How about any movie where David Carrdine gets to use his deadly skills.


----------



## Swordlady (Jan 5, 2006)

Kreth said:
			
		

> Hands down: A Christmas Story. Sometimes during the holidays I daydream about beating that kid (who is prolly now close to my age) to death with a Red Ryder...


 
Blasphemy!  How can you NOT like "A Christmas Story"?  :wink2: 

How about the Bunnified version: http://www.starz.com/features/christmasstory/


----------



## Kreth (Jan 5, 2006)

Swordlady said:
			
		

> How can you NOT like "A Christmas Story"?


1. Ralphie is annoying
2. I'm not 5
3. Ralphie is annoying

I've been waiting to see Peter Billingsley on Where Are They Now? talking about his crack habit...
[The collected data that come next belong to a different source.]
PR #558, opened 2015-10-19
use the wixutil extension

mwrock:
This extensin includes the following custom actions:
```
WixBroadcastSettingChange
WixBroadcastEnvironmentChange
```
Including these actions (separate PR to omnibus-chef) properly broadcast environment variable changes and fixes https://github.com/chef/chef-dk/issues/534

### DIFF
--- a/lib/omnibus/packagers/msi.rb
+++ b/lib/omnibus/packagers/msi.rb
@@ -80,6 +80,7 @@ module Omnibus
           light.exe
             -nologo
             -ext WixUIExtension
+            -ext WixUtilExtension
             #{wix_extension_switches(wix_light_extensions)}
             -cultures:en-us
             -loc "#{windows_safe_path(staging_dir, 'localization-en-us.wxl')}"


schisamo:
@mwrock Be sure to always /cc @chef/omnibus-maintainers

schisamo:
I would only make this change if we want *all* MSIs produced by Omnibus to do this. If it's just something we want in a single project (like ChefDK or Chef) we should be able to fix this in a project definition using the `wix_light_extension` DSL method for the MSI packager with something like this:

```ruby
package :msi do
  upgrade_code "AB1D6FBD-F9DC-4395-BDAD-26C4541168E7"
  signing_identity "F74E1A68005E8A9C465C3D2FF7B41F3988F0EA09", machine_store: true
  wix_light_extension "WixUtilExtension"
end
```

mwrock:
That's reasonable. This was made solely for dk and I'll figure out where that above snippet needs to live.

mwrock:
I see where thats done. adding to omnibus-chef PR and running another test to validate.

PR #559, opened 2015-10-20
Skip registry harvesting, suppress warning

chefsalim:
Heat currently spits out tons of warnings like this:
| heat.exe : warning HEAT5150 : Could not harvest data from a file that was expected to be a SelfReg DLL: C:\opscode\chef\embedded\bin\libeay32.dll. If this file does not support SelfReg you can ignore this warning. Otherwise, this error detail may be helpful to diagnose the failure: Unable to load file: C:\opscode\chef\embedded\bin\libeay32.dll, error: 193

These are false positives.  Since we don't actually do any registry harvesting, we can turn these off by passing the "-sreg" flag to heat.

@chef/omnibus-maintainers @ksubrama


schisamo:
:+1:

> How about the Bunnified version: http://www.starz.com/features/christmasstory/


Much better acting than the original...


----------



## IcemanSK (Jan 6, 2006)

Loaded Weapon 1 w/ Emilio Estevez & Samuel L. Jackson. My room mate & I saw it in the theatre ('91-ish). We're both the kinda guys who laugh at anything & we didn't laugh once. Its not even on the "so bad its good" scale. Its just bad.


----------



## Cujo (Jan 6, 2006)

Any of the Chuckie or the Leprechaun movies. PLEEEAAASE, somebody just shoot those two sawed off little runts.

Pax
Cujo


----------



## arnisador (Jan 6, 2006)

Kreth said:
			
		

> Ralphie is annoying


 
Ah, but it's a classic!


----------



## shesulsa (Jan 6, 2006)

arnisador said:
			
		

> Ah, but it's a classic!


And it's an important film about saying goodbye to victimization and breaking a horrible cycle.  How good can you expect a kid to act, anyway?


----------



## Kreth (Jan 6, 2006)

shesulsa said:
			
		

> And it's an important film...


OH...
HELL NO...
All Quiet On The Western Front is an important film...
Spartacus is an important film...
The "plot" of Whiny American Brat (The European release name) boils down to this: Ralphie whines until he gets his way. That's pretty much it...
What's next? Can we talk about the stunning social commentary in the other great Peter Billingsley classic, The Dirtbike Kid?


----------



## DavidCC (Jan 6, 2006)

"Dragon Lives Again"

Bruce Lee is in the underworld, where he takes on the Godfather with the help of Popeye the Sailor.  The Godfather has among his henchmen: Clint Eastwood, James Bond, Emmanuel, The Exorcist (a chinese guy in catholic priests robes), and Zatoichi.  It's bad. really bad.  I can't tell you how weird this movie is.  Like, even the Chinese probably thought this was bad.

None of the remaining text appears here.